Hans-Jurgen Hess, Ph.D.

 

Hans-Jürgen Hess received his Ph.D. in organic chemistry in 1957, working with Professor Hans Herloff Inhoffen at the Technical University Braunschweig, Germany. After postdoctoral work with Professor Randolph T. Major at the University of Virginia and Professor E.J. Corey at the University of Illinois, he joined Pfizer’s Medical Research Laboratories in Groton, Connecticut, as a Research Chemist in 1959. Hans Hess has a distinguished record in drug discovery and development. He was responsible for all Pfizer Medicinal Chemistry Research and affiliated functions in the US and Japan during a period of steady internal growth and productivity.

In 1963, he conceived and implemented a program for the discovery of a peripherally acting antihypertensive agent, work that culminated in the discovery of prazosin (Minipress®). At the time of its US introduction in 1976, Minipress® was a major advance in the treatment of mild to moderate hypertension and was mechanistically distinguished from any other antihypertensive agent. As a selective α1-adrenergic blocker, it was free of unfavorable effects on blood lipid profiles of other types of antihypertensive drugs in use. In 1988, Minipress® ranked third in the worldwide antihypertensive market. The drug was also shown effective in the treatment of BPH (benign prostatic hyperplasia), and is the prototype of a class of structural analogs (doxazosin, terazosin, alfuzosin) developed and marketed for this indication. Prazosin became the laboratory standard in adrenergic receptor research and was the key to the α1-subclassification of adrenergic receptors. In 1991, Hans Hess received the Pharmaceutical Manufacturers Association (PMA) Discovery Award for the discovery of prazosin.

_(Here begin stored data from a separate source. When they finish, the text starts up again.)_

Issue #922, opened 2019-11-04
Networking V2: Several issues with a router resource


kayrus:
### Affected Resource(s)
Please list the resources as a list, for example:
- openstack_networking_router_v2

### Actual Behavior

* impossible to unset the `external_fixed_ip`, since the `external_network_id` field has to be also unset, but it is computed.
* impossible to change or set `enable_snat` to false during the router creation, since it requires the **ext-gw-mode** extension to be enabled.
* impossible to set only the `ip_address`  without specifying the `subnet_id`
* impossible to change the `external_fixed_ip` on older neutron versions (upstream neutron already has this fix: https://bugs.launchpad.net/neutron/+bug/1812118)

Hans Hess’s research interests and expertise range over a wide area of medicinal chemistry. He led the discovery efforts resulting in pirbuterol (Maxair®), a tissue selective ß-adrenergic agonist bronchodilator, sulprostone (Nalador®), a tissue selective prostaglandin analog for obstetric and gynecological uses, and the first potent, non-peptidic neurokinin-1 (substance P) antagonist. In parallel with his responsibilities in the US, he established in 1983 fully integrated Pfizer drug discovery operations in Japan, involving medicinal chemistry, pharmacology, biochemistry, molecular biology, drug metabolism, state-of-the-art microbial natural product screening and structure determination, and development functions. Building on the experience of automating microbial natural product screening in Japan, he subsequently established high throughput screening (HTS) of chemical compound libraries in receptor, enzyme, and cellular assays, Pfizer being one of the first companies in the industry implementing this technology for lead discovery. Hans Hess’s achievements have been chronicled in about 100 issued US patents and 70 publications and abstracts.

Throughout his scientific career, Hans has been actively involved in professional activities contributing to the advancement of Medicinal Chemistry in numerous ways. For 5 years, from 1979-1983, he was Editor-in-Chief of “Annual Reports in Medicinal Chemistry”. He was Chairman of the Medicinal Chemistry Gordon Research Conference in 1986, and served on Awards Nominating and Long-Range Planning Committees of the Division of Medicinal Chemistry.

Hans Hess retired from Pfizer in 1996 after more than 36 years involvement in drug research. Since then he has been a member of Scientific Advisory Boards and serving as a consultant of a number of pharmaceutical companies.